If the surface area of a cube is increasing at a rate of 3.6 cm$$^2$$/sec, retaining its shape; then the rate of change of its volume (in cm$$^3$$/sec), when the length of a side of the cube is 10 cm, is:

We consider a cube whose edge length (side) at any instant is denoted by $$a \;{\rm cm}$$. Two basic geometrical relations for a cube are needed.

First, the surface area $$S$$ of a cube is given by the formula

$$S \;=\; 6a^{2}.$$

Second, the volume $$V$$ of a cube is given by the formula

$$V \;=\; a^{3}.$$

Both $$S$$ and $$V$$ are changing with time because the edge length $$a$$ itself is changing with time. Let $$\dfrac{dS}{dt}$$ and $$\dfrac{dV}{dt}$$ denote their respective rates of change, and let $$\dfrac{da}{dt}$$ be the rate at which the edge length changes.

We are told that the surface area is increasing at a constant rate of $$3.6\;{\rm cm^{2}/s}$$, so

$$\dfrac{dS}{dt} \;=\; 3.6.$$

Our target is $$\dfrac{dV}{dt}$$ when $$a = 10\;{\rm cm}$$.

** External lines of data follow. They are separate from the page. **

PR #535, opened 2020-09-18
Update ESLint dependencies and rules

simonihmig:
Following up on #534, this updates all ESLint deps to their latest version, and re-enables `@typescript-eslint/no-unused-vars`. Some of the old `@typescript-eslint` rules have been removed, so I updated them to their (more or less) equivalent new counterparts (see inline comment).

### DIFF
--- a/package.json
+++ b/package.json
@@ -25,12 +25,12 @@
   },
   "devDependencies": {
     "@types/jest": "^24.0.11",
-    "@typescript-eslint/eslint-plugin": "^1.5.0",
+    "@typescript-eslint/eslint-plugin": "^4.1.1",
     "@typescript-eslint/parser": "^4.1.1",
-    "eslint": "^5.15.3",
-    "eslint-config-prettier": "^4.1.0",
-    "eslint-plugin-import": "^2.16.0",
-    "eslint-plugin-prettier": "^3.0.1",
+    "eslint": "^7.9.0",
+    "eslint-config-prettier": "^6.11.0",
+    "eslint-plugin-import": "^2.22.0",
+    "eslint-plugin-prettier": "^3.1.4",
     "execa": "^1.0.0",
     "jest": "^24.5.0",
     "prettier": "1.16.4"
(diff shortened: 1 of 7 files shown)


packages/compat/src/v1-app.ts
```diff
@@ -23,18 +23,18 @@ import { isEmberAutoImportDynamic } from './detect-ember-auto-import';
 // This controls and types the interface between our new world and the classic
 // v1 app instance.
 
-type filePath = string;
-type OutputFileToInputFileMap = { [filePath: string]: filePath[] };
+type FilePath = string;
+type OutputFileToInputFileMap = { [filePath: string]: FilePath[] };
```
simonihmig, line 27: Under the new `@typescript-eslint/naming-convention` rule settings, PascalCase is required for all so called `typeLike` things, including type aliases. We could fine tune this further to only include classes and interfaces as it was before, but this seems more consistent to me, and matches the default config of that rule, and needed changes only in these two files.

simonihmig:
Speaking of rules, I did not even try to enable new rules, but just wanted to more or less keep the existing rules in place, with the updated libraries. 

However I would propose - in separate PRs - to extend the rules config to eventually include all of `eslint:recommended` and `plugin:@typescript-eslint/recommended`. This is probably unfeasible in a single effort, due to the vast code changes needed all over the place, so maybe enabling on rule after the other in separate PRs until we basically land at the recommended settings?

Thoughts?

package.json
```diff
@@ -25,12 +25,12 @@
...
   "devDependencies": {
     "@types/jest": "^24.0.11",
-    "@typescript-eslint/eslint-plugin": "^1.5.0",
+    "@typescript-eslint/eslint-plugin": "^4.1.1",
     "@typescript-eslint/parser": "^4.1.1",
-    "eslint": "^5.15.3",
-    "eslint-config-prettier": "^4.1.0",
-    "eslint-plugin-import": "^2.16.0",
-    "eslint-plugin-prettier": "^3.0.1",
+    "eslint": "^7.9.0",
```
rwjblue, line 30: With this bump you can remove the `--ext` flag to `yarn lint` script. Since we have an override for `**/*.ts`, all `.ts` files will automatically get linted (this was one of the nicer changes in 7.0.0 IMHO).

simonihmig: Oh, good to know. Removed that!

Reminds me of my early TS endeavors, being glad that linting immediately passes without any errors, just to realize later that it was not even running on .ts files! 😝

ef4:
Thanks!

PR #536, opened 2020-09-18
Add compatibility for ember-element-helper

simonihmig:
It does some dynamic component magic that Embroider is not able to understand. Specifically it is returning the component name (`-dynamic-element` or `-dynamic-element-alt`) from the [`-element` helper](https://github.com/tildeio/ember-element-helper/blob/main/addon/helpers/-element.js), that is passed to `{{component}}`, all after its own AST transformation. This rule should make Embroider aware of the dependencies, to pull those two components in.

I tested this rule successfully in a local Embroider-build addon (adding it to the Embroider setup in `ember-cli-build.js`). I didn't see test coverage for other compat adapters here, so do we need tests for this here?

/cc @chancancode

### DIFF
--- a/packages/compat/src/addon-dependency-rules/ember-element-helper.ts
+++ b/packages/compat/src/addon-dependency-rules/ember-element-helper.ts
@@ -1,0 +1,13 @@
+import { PackageRules } from '..';
+
+let rules: PackageRules = {
+  package: 'ember-element-helper',
+  addonModules: {
+    'helpers/-element.js': {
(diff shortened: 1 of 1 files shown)


ef4:
Thanks, this looks correct.

No, I don't think we need to necessarily have test coverage for all these rules here. They are not really a long-term solution, they're just supposed to try to keep people as unblocked as possible while we can switch addons to patterns that don't need to be annotated.

PR #540, opened 2020-09-18
Fix loader.js issue by disabling makeDefaultExport option

### LINKED ISSUE #539: Interoperability issue of embroider and loader.js
*seems I have a talent for the ugly issues (after #509), just spent most of the day pulling my hair out on this one...*

Tests were failing for me randomly in an addon, but only when building with Embroider. It turned out that a component could be wrongly resolved, depending on the timing.

Having components A and B, and B extending from A, if B was resolved before A, everything seems fine. The other way around however, when resolving B you would get back the module for A.

After a long debugging session, I think I have found the reason. `ember-resolver` would try to get the default export of a module if available [here](https://github.com/ember-cli/ember-resolver/blob/master/addon/resolvers/classic/index.js#L471-L473).

This works fine in a classic build, when you look at the compiled vendor.js, then each module in its AMD form has an explicit default export, like this:

```js
define(..., function(...) {
  let MyComponent = ...
  _exports.default = MyComponent;
});
```

This is however not the case with a Webpack build. 

Now the problem lies with `loader.js`, which mutates a module export by creating a default export [here](https://github.com/ember-cli/loader.js/blob/master/lib/loader/loader.js#L115-L122), if it is not already present (remember, it *is* present in a classic build) and the `makeDefaultExport` option is set (which it is by default). 

But in the case of a webpack-build module that exports a component, this *creates* a `default` property on the exported class! 😱

So when B is resolved first, it creates `B.default` (pointing to `B` again). If then `A` is resolved, `A.default` does not exist, so also `A.default` is created (pointing to `a`). This side-effect of extending the classes seems ugly enough, but at least it works so far.

Now the other way around: `A` is resolved first, `A.default` is created, referencing `A` again. Now it is the turn for `B`, and here this mess breaks everything: so as `B` extends from `A`, `B.default` is already defined, but it still points to `A`! So no `default` is created for `B` by loader.js, as it already inherited it from `A`. But `ember-resolver` will now use `B.default` (same place [here](https://github.com/ember-cli/ember-resolver/blob/master/addon/resolvers/classic/index.js#L471-L473)) which still refers to `A`. So by trying to resolve component `B`, you get a reference to class `A`! 🙈

When patching my local `loader.js`, specifically setting `makeDefaultExport` to false [here](https://github.com/ember-cli/loader.js/blob/master/lib/loader/loader.js#L76), all the failing tests were gone. So that confirms my observation.

Tbh, the choice to also extend a function as the module export [here](https://github.com/ember-cli/loader.js/blob/master/lib/loader/loader.js#L118) seems odd to me! 🤔

simonihmig:
This is just a quick PoC, which seems to fix #539 for me. ~However that seems to be more like a dirty workaround tbh. Just wanted to post this here to discuss future directions for how to fix this more properly.~

Unfortunately there seems to be no way to tell loader.js to not set makeDefaultExport by default. We could extend the addon, but then we don't have control over the version the user's app uses, as it's the app's dependency, and not ours. Or maybe we can tell Webpack somehow to export a `default` key as a classic build does? (see #539)

### DIFF
--- a/packages/core/src/app.ts
+++ b/packages/core/src/app.ts
@@ -244,6 +244,12 @@ export class AppBuilder<TreeNames> {
         relativePath: '_ember_env_.js',
         source: `window.EmberENV=${JSON.stringify(emberENV, null, 2)};`,
       });
+
+      result.push({
+        kind: 'in-memory',
+        relativePath: '_loader_.js',
+        source: `loader.makeDefaultExport=false;`,
+      });
     }
 
     if (type === 'implicit-test-scripts') {


simonihmig:
> IMHO, landing the fix in your other PR is totally fine, but I want to also land the loader.js changes so that we attack the issue from both angles and eventually as projects upgrade the divergence is reduced.

Given Rob's comment [here](https://github.com/embroider-build/embroider/issues/539#issuecomment-696818203), @ef4 what do you think about merging this as-is?

Issue #545, opened 2020-09-22
Movable package cache should tolerate missing deps


ef4:
If a dep (especially a peerDep) is missing, today things error quite early in the movable package cache, because it's trying to identify all ember addons and rewrite them to v2.

It's probably better to tolerate missing deps at this stage, so that error message can move closer to the point of use. This will also make it easier for us to correctly handle optional peerDeps.

PR #546, opened 2020-09-22
Handle case where peerDep is unresolvable

thoov:
Instead of throwing an early error during the movable phase if a dependency was not found instead do nothing and let the error happen further down the line.

Fixes: #545


ef4:
Thanks, looks good.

We begin by differentiating the surface‐area formula with respect to time $$t$$. Since $$S = 6a^{2}$$, we have

$$\frac{dS}{dt} \;=\; \frac{d}{dt}\bigl(6a^{2}\bigr) \;=\; 6 \cdot 2a \cdot \frac{da}{dt} \;=\; 12a\,\frac{da}{dt}.$$

Now we solve this relation for $$\dfrac{da}{dt}$$:

$$\frac{da}{dt} \;=\; \frac{1}{12a}\,\frac{dS}{dt}.$$

Substituting the given value $$\dfrac{dS}{dt}=3.6$$ and the specific edge length $$a = 10$$, we obtain

$$\frac{da}{dt} \;=\; \frac{1}{12 \times 10}\,(3.6) \;=\; \frac{3.6}{120} \;=\; 0.03\;{\rm cm/s}.$$

Next, we differentiate the volume formula. From $$V = a^{3}$$,

$$\frac{dV}{dt} \;=\; \frac{d}{dt}\bigl(a^{3}\bigr) \;=\; 3a^{2}\,\frac{da}{dt}.$$

We already know $$a = 10$$ and $$\dfrac{da}{dt} = 0.03$$, so substitute these values:

$$\frac{dV}{dt} \;=\; 3 \times (10)^{2} \times 0.03 \;=\; 3 \times 100 \times 0.03 \;=\; 300 \times 0.03 \;=\; 9\;{\rm cm^{3}/s}.$$

Therefore, the volume of the cube is increasing at the rate of $$9\;{\rm cm^{3}/s}$$ when the edge length is $$10\;{\rm cm}$$.

Hence, the correct answer is Option D.